=== Section Start ===
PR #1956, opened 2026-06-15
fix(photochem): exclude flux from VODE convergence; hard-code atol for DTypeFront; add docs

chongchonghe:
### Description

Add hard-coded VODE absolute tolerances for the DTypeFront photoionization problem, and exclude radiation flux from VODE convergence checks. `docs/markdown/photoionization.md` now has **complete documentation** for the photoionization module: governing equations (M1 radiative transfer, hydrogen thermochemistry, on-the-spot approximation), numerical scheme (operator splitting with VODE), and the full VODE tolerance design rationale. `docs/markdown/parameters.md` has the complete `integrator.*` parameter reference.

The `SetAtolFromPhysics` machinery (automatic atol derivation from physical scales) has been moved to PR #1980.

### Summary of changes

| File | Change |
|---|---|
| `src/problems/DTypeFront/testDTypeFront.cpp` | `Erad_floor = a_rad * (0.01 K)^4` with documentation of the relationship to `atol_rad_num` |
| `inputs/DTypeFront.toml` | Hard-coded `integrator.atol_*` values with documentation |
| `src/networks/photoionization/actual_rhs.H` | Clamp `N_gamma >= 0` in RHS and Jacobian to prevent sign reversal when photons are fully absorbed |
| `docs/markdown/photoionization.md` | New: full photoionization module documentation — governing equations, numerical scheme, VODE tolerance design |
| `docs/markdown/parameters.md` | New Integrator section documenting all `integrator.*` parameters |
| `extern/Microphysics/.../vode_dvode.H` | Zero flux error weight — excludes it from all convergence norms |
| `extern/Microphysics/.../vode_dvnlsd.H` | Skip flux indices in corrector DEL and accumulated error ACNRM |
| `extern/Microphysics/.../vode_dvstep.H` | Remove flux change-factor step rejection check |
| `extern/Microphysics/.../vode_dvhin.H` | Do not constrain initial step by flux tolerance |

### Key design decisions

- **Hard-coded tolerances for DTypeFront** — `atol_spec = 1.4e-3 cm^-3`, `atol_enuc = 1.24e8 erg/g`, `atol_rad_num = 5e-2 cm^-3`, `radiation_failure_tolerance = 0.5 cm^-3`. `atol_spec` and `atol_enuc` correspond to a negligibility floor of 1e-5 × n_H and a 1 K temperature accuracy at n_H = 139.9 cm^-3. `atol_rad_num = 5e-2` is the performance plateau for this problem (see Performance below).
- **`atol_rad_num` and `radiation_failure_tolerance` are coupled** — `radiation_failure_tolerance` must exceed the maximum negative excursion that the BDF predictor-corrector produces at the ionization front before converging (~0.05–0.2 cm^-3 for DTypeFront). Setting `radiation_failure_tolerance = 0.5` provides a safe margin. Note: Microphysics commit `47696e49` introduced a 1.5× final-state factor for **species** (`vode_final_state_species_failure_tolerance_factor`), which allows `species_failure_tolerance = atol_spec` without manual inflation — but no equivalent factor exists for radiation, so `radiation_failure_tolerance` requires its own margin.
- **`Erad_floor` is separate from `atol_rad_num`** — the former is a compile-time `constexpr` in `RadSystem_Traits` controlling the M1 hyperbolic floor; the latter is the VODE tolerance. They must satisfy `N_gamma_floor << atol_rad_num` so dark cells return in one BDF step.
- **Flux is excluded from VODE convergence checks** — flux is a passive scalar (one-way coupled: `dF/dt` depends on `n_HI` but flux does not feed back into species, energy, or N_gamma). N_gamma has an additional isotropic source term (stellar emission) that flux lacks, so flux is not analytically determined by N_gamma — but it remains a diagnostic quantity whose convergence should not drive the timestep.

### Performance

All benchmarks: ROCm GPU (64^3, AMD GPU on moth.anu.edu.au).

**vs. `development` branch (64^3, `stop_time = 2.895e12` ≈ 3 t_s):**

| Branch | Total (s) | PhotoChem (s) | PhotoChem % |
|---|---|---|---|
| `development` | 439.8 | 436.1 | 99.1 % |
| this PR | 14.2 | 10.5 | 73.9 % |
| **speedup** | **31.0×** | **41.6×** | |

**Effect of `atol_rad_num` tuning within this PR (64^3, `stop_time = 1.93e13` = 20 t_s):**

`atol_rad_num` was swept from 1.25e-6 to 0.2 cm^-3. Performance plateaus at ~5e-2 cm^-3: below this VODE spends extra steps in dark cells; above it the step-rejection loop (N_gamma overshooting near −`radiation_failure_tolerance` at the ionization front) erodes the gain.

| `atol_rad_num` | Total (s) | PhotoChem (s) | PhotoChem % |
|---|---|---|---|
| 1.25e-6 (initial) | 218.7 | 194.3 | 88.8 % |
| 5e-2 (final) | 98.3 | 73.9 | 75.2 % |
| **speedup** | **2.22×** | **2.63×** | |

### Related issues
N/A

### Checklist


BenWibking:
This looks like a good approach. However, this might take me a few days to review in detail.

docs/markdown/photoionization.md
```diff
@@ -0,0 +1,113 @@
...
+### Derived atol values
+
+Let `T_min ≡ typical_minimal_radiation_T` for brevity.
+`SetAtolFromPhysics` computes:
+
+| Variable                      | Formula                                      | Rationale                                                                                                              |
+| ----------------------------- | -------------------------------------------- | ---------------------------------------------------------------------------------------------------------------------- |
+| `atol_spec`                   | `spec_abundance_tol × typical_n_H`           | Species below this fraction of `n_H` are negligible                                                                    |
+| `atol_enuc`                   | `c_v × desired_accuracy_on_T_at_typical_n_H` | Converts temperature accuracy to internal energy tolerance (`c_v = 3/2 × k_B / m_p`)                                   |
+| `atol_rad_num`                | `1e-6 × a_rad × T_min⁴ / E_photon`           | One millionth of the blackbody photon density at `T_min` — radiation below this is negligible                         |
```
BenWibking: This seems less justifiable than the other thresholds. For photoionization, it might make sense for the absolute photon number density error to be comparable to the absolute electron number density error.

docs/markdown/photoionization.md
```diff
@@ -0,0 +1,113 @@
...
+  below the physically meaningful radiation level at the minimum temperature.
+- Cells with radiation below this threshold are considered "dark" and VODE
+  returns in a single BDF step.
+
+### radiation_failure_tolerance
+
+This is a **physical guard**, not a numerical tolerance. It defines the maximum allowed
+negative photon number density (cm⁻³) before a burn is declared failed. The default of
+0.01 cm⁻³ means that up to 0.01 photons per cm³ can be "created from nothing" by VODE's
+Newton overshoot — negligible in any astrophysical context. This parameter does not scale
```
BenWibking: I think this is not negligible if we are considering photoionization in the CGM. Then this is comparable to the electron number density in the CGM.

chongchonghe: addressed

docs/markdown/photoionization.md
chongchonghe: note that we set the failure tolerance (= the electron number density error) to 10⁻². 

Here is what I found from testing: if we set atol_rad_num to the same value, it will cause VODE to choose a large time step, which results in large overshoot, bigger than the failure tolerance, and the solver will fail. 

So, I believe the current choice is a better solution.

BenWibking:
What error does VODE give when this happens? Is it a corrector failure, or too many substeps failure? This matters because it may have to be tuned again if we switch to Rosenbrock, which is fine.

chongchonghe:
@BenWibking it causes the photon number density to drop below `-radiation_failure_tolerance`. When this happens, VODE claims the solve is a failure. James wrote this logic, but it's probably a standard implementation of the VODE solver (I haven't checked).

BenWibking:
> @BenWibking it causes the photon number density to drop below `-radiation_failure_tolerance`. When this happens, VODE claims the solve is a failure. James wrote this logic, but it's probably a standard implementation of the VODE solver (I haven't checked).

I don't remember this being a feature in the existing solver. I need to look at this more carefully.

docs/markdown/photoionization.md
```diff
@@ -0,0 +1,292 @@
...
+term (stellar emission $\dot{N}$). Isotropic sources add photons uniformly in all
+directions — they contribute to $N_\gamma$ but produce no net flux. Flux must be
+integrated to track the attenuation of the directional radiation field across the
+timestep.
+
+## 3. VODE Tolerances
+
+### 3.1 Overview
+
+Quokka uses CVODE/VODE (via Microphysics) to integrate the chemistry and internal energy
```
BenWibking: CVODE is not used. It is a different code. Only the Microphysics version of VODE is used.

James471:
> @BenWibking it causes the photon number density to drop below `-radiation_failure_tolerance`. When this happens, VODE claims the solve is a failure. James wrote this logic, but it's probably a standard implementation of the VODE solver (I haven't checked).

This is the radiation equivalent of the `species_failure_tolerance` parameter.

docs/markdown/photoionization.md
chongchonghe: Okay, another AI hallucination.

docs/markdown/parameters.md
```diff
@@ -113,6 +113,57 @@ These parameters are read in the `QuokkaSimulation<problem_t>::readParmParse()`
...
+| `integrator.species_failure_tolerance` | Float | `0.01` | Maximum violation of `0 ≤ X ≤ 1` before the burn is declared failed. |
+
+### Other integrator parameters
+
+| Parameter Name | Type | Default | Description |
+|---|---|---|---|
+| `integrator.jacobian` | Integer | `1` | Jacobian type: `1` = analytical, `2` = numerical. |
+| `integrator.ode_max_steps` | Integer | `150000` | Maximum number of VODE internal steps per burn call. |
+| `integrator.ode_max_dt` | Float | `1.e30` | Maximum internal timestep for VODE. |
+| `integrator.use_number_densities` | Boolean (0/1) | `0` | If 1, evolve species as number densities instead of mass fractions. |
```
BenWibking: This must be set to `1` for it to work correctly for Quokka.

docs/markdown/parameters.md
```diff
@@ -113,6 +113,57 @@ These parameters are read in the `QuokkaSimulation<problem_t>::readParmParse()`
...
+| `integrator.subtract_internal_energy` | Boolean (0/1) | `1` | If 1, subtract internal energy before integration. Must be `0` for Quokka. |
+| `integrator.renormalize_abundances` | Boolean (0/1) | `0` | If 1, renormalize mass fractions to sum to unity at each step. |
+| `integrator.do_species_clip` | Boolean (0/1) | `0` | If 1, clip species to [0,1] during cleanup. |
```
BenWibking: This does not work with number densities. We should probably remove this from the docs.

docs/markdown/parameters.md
=== Section End ===
Your task: Count the lines of the data that hold the word "should". Report the count and nothing more.

Exercise answer: 2